_What you have to do_. Scan the entries below for the word "they" and copy every line where it turns up.

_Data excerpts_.
=== Begin Enclosure ===
PR #1577, opened 2025-11-05
Remove redundant check declarations.

roy-soumadipta:
### Description
Remove redundant check declarations.

### Related issues
N/A

### Motivation and context
Check declaration left behind in header file

### How has this been tested?
Existing tests

---

### DIFF
--- a/src/allocTracer.h
+++ b/src/allocTracer.h
@@ -39,7 +39,6 @@ class AllocTracer : public Engine {
         return "bytes";
     }
 
-    Error check(Arguments& args);
     Error start(Arguments& args);
     void stop();
 
--- a/src/j9ObjectSampler.h
+++ b/src/j9ObjectSampler.h
@@ -15,7 +15,6 @@ class J9ObjectSampler : public ObjectSampler {
         return "j9_object_sampler";
     }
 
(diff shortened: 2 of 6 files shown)


src/allocTracer.h
```diff
@@ -39,7 +39,6 @@ class AllocTracer : public Engine {
         return "bytes";
     }
```
fandreuz, line 41: One more in `profiler.h`

roy-soumadipta: No that is needed. Profiler.cpp has the only check left with a deprecation warning.

src/j9ObjectSampler.h
```diff
@@ -15,7 +15,6 @@ class J9ObjectSampler : public ObjectSampler {
         return "j9_object_sampler";
     }
 
-    Error check(Arguments& args);
```
Baraa-Hasheesh, line 18: Why not remove if from `engine.h` & `engine.cpp` as well? or is it still needed?

roy-soumadipta: That was already done. Only these were left

apangin:
There are still a few left.
See ctimer.h and perfEvents.h

Issue #1562, opened 2025-10-23
`make test` should not recompile C sources every time


apangin:
### Describe the feature

`make test` unconditionally rebuilds all native test executables and native libraries, even when the corresponding C sources are unmodified. This unnecessarily extends the test feedback loop.

Additionally, I suggest not to run C++ unit tests when `TESTS` variable is non-empty. In these cases, developer is typically interested in particular Java integration tests.

### Use Case

Debug specific Java test failure.

### Proposed Solution

In order to keep the build system simple, it's OK not to track each C source individually. E.g., a valid implementation could recompile all C tests if at least one C file is changed.

### Acknowledgements

- [ ] I may be able to implement this feature request
- [ ] This feature might incur a breaking change

Baraa-Hasheesh:
Handled in #1581

apangin:
Thanks! This one was particularly annoying me :)

PR #1581, opened 2025-11-05
Optimize make targets to not compile C/C++ files when not needed

Baraa-Hasheesh:
### Description
Currently make file does some unnecessary work as mentioned in ticket #1562
* Compiling unit tests for cases where user is testing integration `make test TESTS=cpu`
* Running unit tests for cases where user  is testing integration `make test TESTS=cpu`
* Compiling integration test binaries for unit tests 

After changes, 
unit tests won't compile for integration target  `make test TESTS=cpu`
unit tests won't run for integration target `make test TESTS=cpu`
integration binaries won't compile for unit test target `make test-cpp`

Note:
* I did consider splitting `build-test-libs` into 2 different targets for unit tests & integration tests (each has a unique group of libs) but opted against it for simplicity 
* I used if checks as they are the most straight forward approach in this case to check both  `MAKECMDGOALS` & `TESTS` to validate if unit tests are needed or not

### Related issues
#1562

### Motivation and context
Optimize make flow for faster feedback loop

### How has this been tested?
manual testing 

---

### DIFF
--- a/Makefile
+++ b/Makefile
@@ -76,7 +76,7 @@ CPP_TEST_SOURCES := test/native/testRunner.cpp $(shell find test/native -name '*
 CPP_TEST_HEADER := test/native/testRunner.hpp
 CPP_TEST_INCLUDES := -Isrc -Itest/native
 TEST_LIB_SOURCES := $(wildcard test/native/libs/*)
-TEST_BIN_SOURCES := $(shell find test/test \( -name "*.c" -o -name "*.cpp" \))
+TEST_BIN_SOURCES := $(shell find test/test -name "*.c*")
 
 ifeq ($(JAVA_HOME),)
   JAVA_HOME:=$(shell java -cp . JavaHome)


Makefile
```diff
@@ -211,20 +227,22 @@ build/$(CONVERTER_JAR): $(CONVERTER_SOURCES) $(RESOURCES)
 
 build/test/cpptests: $(CPP_TEST_SOURCES) $(CPP_TEST_HEADER) $(SOURCES) $(HEADERS) $(RESOURCES) $(JAVA_HELPER_CLASSES)
 	mkdir -p build/test
+ifneq ($(RUN_CPP_TESTS),)
```
apangin: Too much conditional execution - not in the declarative spirit of Makefiles.
In fact, you can get without conditional execution at all: the only thing you need is one conditional target. Let `test` target depend on `$(TEST_CPP)` target, which is equal to `test-cpp` if `TESTS` variable is unset or an empty string otherwise.

apangin: E.g.:
```Makefile
ifeq ($(TESTS),)
    TEST_CPP=test-cpp
endif

test: $(TEST_CPP) test-java
```

Baraa-Hasheesh: Sounds good, applied here [1c639c9](https://github.com/async-profiler/async-profiler/pull/1581/commits/1c639c96b8dff1293022149a1f26b3cb5e64755d)

Makefile
```diff
@@ -75,6 +75,8 @@ TESTS ?=
 CPP_TEST_SOURCES := test/native/testRunner.cpp $(shell find test/native -name '*Test.cpp')
 CPP_TEST_HEADER := test/native/testRunner.hpp
 CPP_TEST_INCLUDES := -Isrc -Itest/native
+CPP_TEST_LIB_SOURCES := test/native/testRunner.cpp $(shell find test/native/libs \( -name "*.c" -o -name "*.cpp" \))
```
apangin: There are also other file types in that directory: `.s` and `.ld`. Why not just include all files? Since there are no subdirectories, you can just use built-in $(wildcard) instead of shell find.

apangin: Also, why does it depend on `testRunner.cpp`? This is only for unit tests.

Makefile
```diff
@@ -75,6 +75,8 @@ TESTS ?=
...
+CPP_TEST_BIN_SOURCES := test/native/testRunner.cpp $(shell find test/test \( -name "*.c" -o -name "*.cpp" \))
```
apangin: nit: `*.c*` to simplify the expression

Makefile
```diff
@@ -253,9 +255,10 @@ build-test-bins:
 	$(CC) -o $(TEST_BIN_DIR)/preload_malloc -Isrc test/test/nativemem/preload_malloc.c -ldl
 	$(CC) -o $(TEST_BIN_DIR)/nativemem_known_lib_crash -Isrc test/test/nativemem/nativemem_known_lib_crash.c -ldl
 	$(CXX) -o $(TEST_BIN_DIR)/non_java_app -std=c++11 $(INCLUDES) $(CPP_TEST_INCLUDES) test/test/nonjava/non_java_app.cpp $(LIBS)
+	@touch $@
 
 test-cpp: build-test-cpp
-	echo "Running cpp tests..."
+	@echo "Running cpp tests..."
```
apangin: Either change this everywhere (e.g. test-java), or nowhere at all.

Makefile
Baraa-Hasheesh: Updated [d37945e](https://github.com/async-profiler/async-profiler/pull/1581/commits/d37945efc87b680a3c2bd3fae4a5f74751604e02)

Makefile
Baraa-Hasheesh: `testRunner.cpp` was a copy paste error, `wildcard` used as suggested

Makefile
Baraa-Hasheesh: reverted to original

PR #1590, opened 2025-11-14
Support Compilation on modern JDKs & drop JDK7 support

Baraa-Hasheesh:
### Description
Currently building the profiler using a modern JDK, such as JDK21 & 25 isn't possible due to the fact that `target=7` is no longer supported 

This can be easily observed by changing Instrument.java file & running `make` using java 21/25

```
async-profiler % make
/Users/bhashesh/.sdkman/candidates/java/25.0.1-amzn/bin/javac -source 7 -target 7 -Xlint:-options -g:none src/helper/one/profiler/Instrument.java
error: Source option 7 is no longer supported. Use 8 or later.
error: Target option 7 is no longer supported. Use 8 or later.
make: *** [src/helper/one/profiler/Instrument.class] Error 2
```

This compile happens due to the following make target
`build/$(LIB_PROFILER): $(SOURCES) $(HEADERS) $(RESOURCES) $(JAVA_HELPER_CLASSES)`

which in turn is mapped to 

```
%.class: %.java
	$(JAVAC) -source 7 -target 7 -Xlint:-options -g:none $^
```

In this change I simply reuse the `JAVA_TARGET` variable to select source & target which is selected as `8` which is still supported on JDK25

I also updated the `.class` files by recompiling using  `-source 8 -target 8 -Xlint:-options -g:none`

This change will require dropping JDK7 support in the profiler, but that should be acceptable as JDK7 has been EOLed long time ago, & non of the available pipelines check for JDK7 

### Related issues
N/A

### Motivation and context

- Improve developer experience by using up-to-date build tools
- Reduce maintenance burden by giving up JDK 7 support

### How has this been tested?
`make` & `make test`

---


apangin:
The major consequence of this change not mentioned here is that certain profiler features will no longer work with JDK 7.
Yes, there are a few customers running profiler with JDK 7... at least, there were a year ago.

In fact, I think it's time to drop JDK 7 support in async-profiler, and therefore welcome this change, but this needs to be called out explicitly.

Baraa-Hasheesh:
@apangin is there a specific location of the documentation that need to be updated to reflect this?

apangin:
This PR.
Title, description and motivation.
In that way, this will get in the release notes (release notes are compiled from Issue and PR titles with the references to the corresponding issues).

Baraa-Hasheesh:
@apangin title & description updated

PR #1598, opened 2025-11-17
Add new target to generate a vscode workspace

krk:
### Description

Adds a new `vscode-project` make target that generates a VSCode workspace configuration with full IntelliSense support for the async-profiler C/C++ codebase - except for the cpp tests which need to support building with `MERGE=false` first. Support for the cpp tests can be added in a different PR.

### Motivation and context

IDEs like Visual Studio Code require a compilation database (compile_commands.json) to provide features like autocomplete and go-to-definition reliably, but generating this manually is tedious and error-prone. Without `compile_commands.json`, navigation in vscode is slow and "best effort", which fails to resolve e.g. jvm includes among other things.

This change adds a `vscode-project` target that automatically generates a complete VSCode workspace with proper IntelliSense configuration. It rebuilds the project while capturing compilation commands, uses `jq` for JSON generation with proper escaping, and detects the platform to configure the correct compiler mode (Clang for macOS, GCC for Linux).

### How has this been tested?

```
make vscode-project
code build/ide/async-profiler.code-workspace
```

---


Baraa-Hasheesh:
I can understand the idea behind this, but I don't personally like it

* This only does the C/Cpp setup, & leaves java unconfigured 
=> You can check on `Main.java` of the converter package, it has many places where IDE features aren't setup
image


* If the idea is to do C/C++, the default vscode setup does that well enough & you only need to do small changes to tell it which Java libs to use, having a small predefined template with some documentation would be simpler IMO

=> If I want to setup vscode for C/C++ on async-profiler it would take me a couple of minutes to do, as I just need to copy my `c_cpp_properties.json` file  

For example the following configuration should work well enough on every ARM mac

```
{
    "configurations": [
        {
            "name": "Mac",
            "includePath": [
                "${workspaceFolder}/**",
                "${env:JAVA_HOME}/include",
                "${env:JAVA_HOME}/include/darwin"
            ],
            "defines": [],
            "compilerPath": "/usr/bin/clang",
            "cStandard": "c17",
            "cppStandard": "c++14",
            "intelliSenseMode": "macos-clang-arm64"
        }
    ],
    "version": 4
}
```

apangin:
I tend to agree with @Baraa-Hasheesh that the proposed implementation seems a bit over-engineered, especially the `collect-commands` trick. Why can't it be an almost static template?

krk:
The static template approach won't work correctly here. The Makefile uses dynamic defines, platform-specific include paths, and varying flags per OS/arch. A static `c_cpp_properties.json` with just `includePath` won't capture these, so IDEs will misevaluate the many `#ifdef __APPLE__` / `#ifdef __linux__` / `#ifdef __aarch64__` etc. blocks throughout the codebase.

The "collect-commands trick" is standard practice - it's what [bear](https://github.com/rizsotto/Bear) and [compiledb](https://github.com/nickdiego/compiledb) do. I just inlined a concise version to avoid a dependency. `compile_commands.json` is the https://clang.llvm.org/docs/JSONCompilationDatabase.html these tools are designed to consume.

Why should every new contributor have to figure out what these settings look like when they can just run `make vscode-project`? This approach also extends naturally to other IDEs in the future (CLion, etc.) since they all consume `compile_commands.json`.

Java support is orthogonal and explicitly out of scope per the PR description, having said that, there is nothing preventing a `make idea-project` or a similar command in the future.

apangin:
> The static template approach won't work correctly here. The Makefile uses dynamic defines

I think you exaggerate the problem. The only dynamic define is `PROFILER_VERSION` which can be any string and does not affect IDE capabilities.

> platform-specific include paths

Again, if it's just a matter of `$JAVA_HOME/include/linux` vs. `$JAVA_HOME/include/darwin`, simply add both.

>  so IDEs will misevaluate the many `#ifdef __APPLE__` / `#ifdef __linux__` / `#ifdef __aarch64__` etc. blocks throughout the codebase.

What do you mean by "misevaluate"? I don't want Linux code to be grayed out only because I run IDE on Mac.

> The "collect-commands trick" is standard practice - it's what [bear](https://github.com/rizsotto/Bear) and [compiledb](https://github.com/nickdiego/compiledb) do.

Well, if there are standard tools to do the thing, the value of replicating their function in async-profiler codebase becomes even less obvious to me. Maintaining extra code in async-profiler repo just to save a few developers from typing an extra command once in a year? I'm not sure.

Issue #1608, opened 2025-11-25
Limit reported stacks properly according to stackdepth argument


rkennke:
### Describe the bug

Currently, the jstackdepth argument only limits the Java part of the reported stacktraces. This can be confusing, because if a stacktrace contains native frames, then stacktraces can become much larger than what has been requested by jstackdepth. Restricting the number of reported stack-frames - Java and native combined - to jstackdepth is less confusing/more usable and also brings an opportunity to save memory both in the JFR recording and in-memory while constructing the stacktraces.

### Expected vs. actual behavior

I would have expected that jstackdepth=8 limits stacktraces to the top 8 frames. However, when native frames are involved, I often see much longer stacktraces.

### Reproduction Steps

Run with jstackdepth=8, observe number of reported stack-frames.

### Async-profiler version

4.21

krk:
=== End Enclosure ===
_Solution to the problem_.
* I used if checks as they are the most straight forward approach in this case to check both  `MAKECMDGOALS` & `TESTS` to validate if unit tests are needed or not
Why should every new contributor have to figure out what these settings look like when they can just run `make vscode-project`? This approach also extends naturally to other IDEs in the future (CLion, etc.) since they all consume `compile_commands.json`.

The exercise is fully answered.